I have Kafka cluster of 3 nodes. I am using kafkacat to list data from Kafka. I configure PLAINTEXT and VPN_PLAINTEXT listeners:
listeners=PLAINTEXT://0.0.0.0:6667,VPN_PLAINTEXT://0.0.0.0:6669
advertised.listeners=PLAINTEXT://hadoop-kafka1-stg.local.company.cloud:6667,VPN_PLAINTEXT://hadoop-kafka1-stg-vip.local.company.cloud:6669
listener.security.protocol.map=PLAINTEXT:PLAINTEXT,SSL:SSL,SASL_PLAINTEXT:SASL_PLAINTEXT,SASL_SSL:SASL_SSL,VPN_PLAINTEXT:PLAINTEXT
We find out, we cannot consume data from node 1 (only) - from topics where partition leader is node 1 with error:
kafkacat -C -b hadoop-kafka1-stg-vip.local.company.cloud:6669 -t <topic-name> -o beginning -e -q -p 11
% ERROR: Topic <topic-name> [11] error: Broker: Not leader for partition
I can see, node 1 is leader for this partition:
Metadata for <topic-name> (from broker 3: hadoop-kafka3-stg-vip.local.company.cloud:6669/3):
3 brokers:
broker 2 at hadoop-kafka2-stg-vip.local.company.cloud:6669
broker 3 at hadoop-kafka3-stg-vip.local.company.cloud:6669 (controller)
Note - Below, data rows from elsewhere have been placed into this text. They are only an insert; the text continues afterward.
PR #879, opened 2017-10-05
Travis: set -e with script blocks

blueyed:
This makes it fail actually if there are any errors.

### DIFF
--- a/.travis.yml
+++ b/.travis.yml
@@ -27,6 +27,7 @@ matrix:
 
 install:
   - |
+    set -e
     if [ "${LINT#vimlint}" != "$LINT" ]; then
       git clone --depth=1 https://github.com/syngan/vim-vimlint /tmp/vimlint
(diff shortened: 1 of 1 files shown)


blueyed:
You can see here that vimlint is actually failing, but it was not caught.

Side note: for Travis it should exit with 1 to cause a ailure, anything else (like this) is an error.
Errors are meant for when something in the setupp failed, but this should be a failure.

wsdjeg:
vimlint-errors is failed. the log is:

```
1Vim(let):E132: Function call depth is higher than 'maxfuncdepth'
```

I will have a look tonight.

wsdjeg:
@blueyed this is due to there are too many vim files, we need to split the command.
issue is opened here : https://github.com/syngan/vim-vimlint/issues/107

blueyed:
You could only run it for changed files - reminded me of https://github.com/neomake/neomake/pull/1651 (see the old `travis_lint` in there).

PR #880, opened 2017-10-06
Travis fix

wsdjeg:
merge #879


blueyed:
The vimlint/vimlint-errors job now take almost 10mins each.

Maybe they should be just split in half - instead of per file?!

wsdjeg:
@blueyed before this PR is merged, I just try to use test command like:

https://github.com/SpaceVim/SpaceVim/pull/880/commits/793f7f16e5b7b08c882d52694aa6e691326d2bb1

but this still get same errors, I think maybe vimlint should be improved.

PR #891, opened 2017-10-10
Test changed vim scripts only

wsdjeg:


wsdjeg:
@blueyed In this PR, I just change the test command, and only parser the change vim files. That will make the test more quick.

PR #905, opened 2017-10-19
Fix a typo in doc/SpaceVim.txt

felixonmars:


wsdjeg:
Thanks for your PR. But SpaceVim use vimdoc to generate doc files. so you need to edit the Vim file instead of txt file.

I just check the diff file. you need to edit autoload/SpaceVim.vim

wsdjeg:
Thanks!

PR #448, opened 2015-07-23
only apply .introjs-arrow.left if the tooltip was not re-positioned

traviswingo:
When the tooltip falls below the window, we reposition it to push up
into the existing viewport. This fix also adds in the proper arrow
styling so that it falls on the bottom of this tooltip and points to
the actual content.

### DIFF
--- a/intro.js
+++ b/intro.js
@@ -473,8 +473,9 @@
           // Modify so that the bottom of the tooltip connects with the target
           arrowLayer.className = "introjs-arrow left-bottom";
           tooltipLayer.style.top = "-" + (tooltipHeight - targetOffset.height - 20) + "px"
+        } else {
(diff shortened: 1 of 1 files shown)


afshinm:
Can you please give me a demo of this bug?

kleinph:
This should show a valid demo of this bug: https://jsfiddle.net/0x20urxg/

kleinph:
But you can also see it easily in the code as you set `arrowLayer.className` in an `if` statement and then reset it to another value anyway. It is different in the "left" case of the switch as you can see a few lines below.

traviswingo:
Thanks for that, Philipp. Been too busy to come back and provide a demo.

afshinm:
Thank you guys.

PR #450, opened 2015-08-05
Added an extra check to determine how to load the module

### LINKED ISSUE #449: Insufficient check for existence of Common.js
I found out that this check

```
if (typeof exports === 'object') {
    factory(exports);
}
```

is insufficient by itself, to determine whether Commonjs is used.

I am already using [CSSlint](https://github.com/CSSLint/csslint) which [creates](https://github.com/CSSLint/csslint/blob/master/release/csslint.js#L25)  a global `export` object without Commonjs actually being in use.

As a result Intro.js tries to load as a Common.js module instead of Require.js module, which I am using

mkarajohn:
resolves #449

### DIFF
--- a/intro.js
+++ b/intro.js
@@ -7,7 +7,7 @@
  */
 
 (function (root, factory) {
-  if (typeof exports === 'object') {
+  if (typeof exports === 'object' && typeof module == 'object') {
     // CommonJS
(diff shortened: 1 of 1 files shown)


mkarajohn:
disregard actually.

PR #455, opened 2015-08-25
Fixes #454: Position tooltip layer and its arrow more intelligently

### LINKED ISSUE #454: Position tooltip layer and its arrow more intelligently
When top/bottom positioning is used and the target element is on the very left or right of the page, the tooltip goes beyond the visible area to the left or right making its content unreadable.

The same happens when left/right positioning is used and the target element is on the very top or bottom of the page, the tooltip goes beyond the visible area to the top or bottom making its content unreadable.

This PR fixes these issues by positioning the tooltip more intelligently. It checks if the tooltip would go beyond the window size (left, right, top, bottom) and sets the values accordingly.

kadishmal:
Fixes #454.


afshinm:
Can you please update this PR with upstream?

kadishmal:
@afshinm done!

PR #458, opened 2015-09-01
Fixes a case where .oncomplete and .onexit callbacks run both

mkarajohn:
Fixes .onexit callbacks firing when user hits Enter on 'Done' button, of last step.

Since there is a clear distinction between a 'complete' and an 'exit' event, I think it is wrong behaviour to fire 'exit' callbacks when the intro was 'completed'

### DIFF
--- a/intro.js
+++ b/intro.js
@@ -211,13 +211,13 @@
             //user hit enter while focusing on previous button
             _previousStep.call(self);
           } else if (target && target.className.indexOf('introjs-skipbutton') > 0) {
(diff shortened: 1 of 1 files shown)


mkarajohn:
@afshinm is this acknowledged?

rhyous:
I disagree. Complete is when done is clicked. Exit is whenever IntroJs closes, which includes after Complete runs. 

So when clicking done, two events should occur: oncomplete and onexit.

PR #490, opened 2015-11-18
Add a way to prevent transitioning to a next step

evach-vf:
Here’s the context.  Our application is passing all multi-pages steps at once in JSON .
We handle the redirection using `onbeforechange` callback and we resume the intro by calling the `goToStep` method.

Currently, when the intro redirects to another page, it starts to transition to the next step and gets interrupted half-way by the redirection.  This causes the step to be seen twice.
It works but it flickers!

With this patch, by calling `introJs.disableAnimation(true)`, it will prevent the transition to the next step and the redirection completes without flickering.
The result is a smoother transition between pages.


bozdoz:
I don't believe this PR is complete.  Also this is quite out-dated.  My apologies of course for the extremely late response to this.  Cheers, and thanks!

PR #500, opened 2015-12-17
Hide Elements + Set Right step number

lexfernandez:
Fix Display only visible element + set right step number


bozdoz:
Sorry for the extremely late reply.  :smile: Could you explain what this PR does?

PR #514, opened 2016-01-18
Option: Set padding around helper element

BrianLaughlan:
Having a fixed value for the additional padding around the helper element is not flexible. This small change will make it configurable.


pixelize:
@afshinm any merge incoming ? :)

afshinm:
@BrianLaughlan and @pixelize I'm so sorry for this delay. thanks!

PR #517, opened 2016-01-26
Added callback for onskip event (clicking skip inside tooltip container)

labithiotis:
Have added an event to invoke a onskip event similar to oncomplete. This is different to generic on exit event which is invoked by hitting ESC or clicking overlay. This will only be invoked when a user hits the skip button inside the container, allowing you to track when user intentionally wants to skip intro and thus know to saving that action. The onexit is still invoked so existing configurations will still work in same manner.


Geczy:
Exactly what I needed!

afshinm:
hey @labithiotis, thanks for this. could you please rebase it though?

labithiotis:
@afshinm Resolved conflict.

PR #518, opened 2016-01-27
Make hint pulse animation work on ie10

BrianLaughlan:
The keyframes are only set for -moz and -webkit .. there is no standard keyframes set, this means that the pulse on the hints will not work on ie10

There was also a typo on the moz-keyframes ... it said: "intrjspulse" instead of "introjspulse"

### DIFF
--- a/introjs.css
+++ b/introjs.css
@@ -406,48 +406,71 @@ tr.introjs-showElement > th {
   opacity: 0;
 }
 
-@-moz-keyframes intrjspulse {
- 0% {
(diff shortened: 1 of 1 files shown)


zarvox:
Heh.  I found the same issue and wrote ~the same patch, then searched the PRs and found this. :)

Would love to hear if there's likely to be an update soon, or if I should just vendor this bugfix into our repo!

afshinm:
Nice one, could you please rebase with upstream so I can merge? @BrianLaughlan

broker 1 at hadoop-kafka1-stg-vip.local.company.cloud:6669
1 topics:
topic "<topic-name>" with 12 partitions:
partition 0, leader 2, replicas: 2,1,3, isrs: 3,2,1
partition 1, leader 3, replicas: 3,2,1, isrs: 3,2,1
partition 2, leader 1, replicas: 1,3,2, isrs: 3,2,1
partition 3, leader 2, replicas: 2,3,1, isrs: 3,2,1
partition 4, leader 3, replicas: 3,1,2, isrs: 3,2,1
partition 5, leader 1, replicas: 1,2,3, isrs: 3,2,1
partition 6, leader 2, replicas: 2,1,3, isrs: 3,2,1
partition 7, leader 3, replicas: 3,2,1, isrs: 3,2,1
partition 8, leader 1, replicas: 1,3,2, isrs: 3,2,1
partition 9, leader 2, replicas: 2,3,1, isrs: 3,2,1
partition 10, leader 3, replicas: 3,1,2, isrs: 3,2,1
partition 11, leader 1, replicas: 1,2,3, isrs: 3,2,1
I thought the data on node could be corrupted, so I remove everything from data directory kafka_data_dir
for Kafka. When I start the daemon, I could see it syncing. After that, the issue persists. There is nothing suspicious in logs.
Could anybody describ and help to find out where is the root cause? Only node number 1 encounter this issue. When I ask the same node on port 6667, it works smoothly.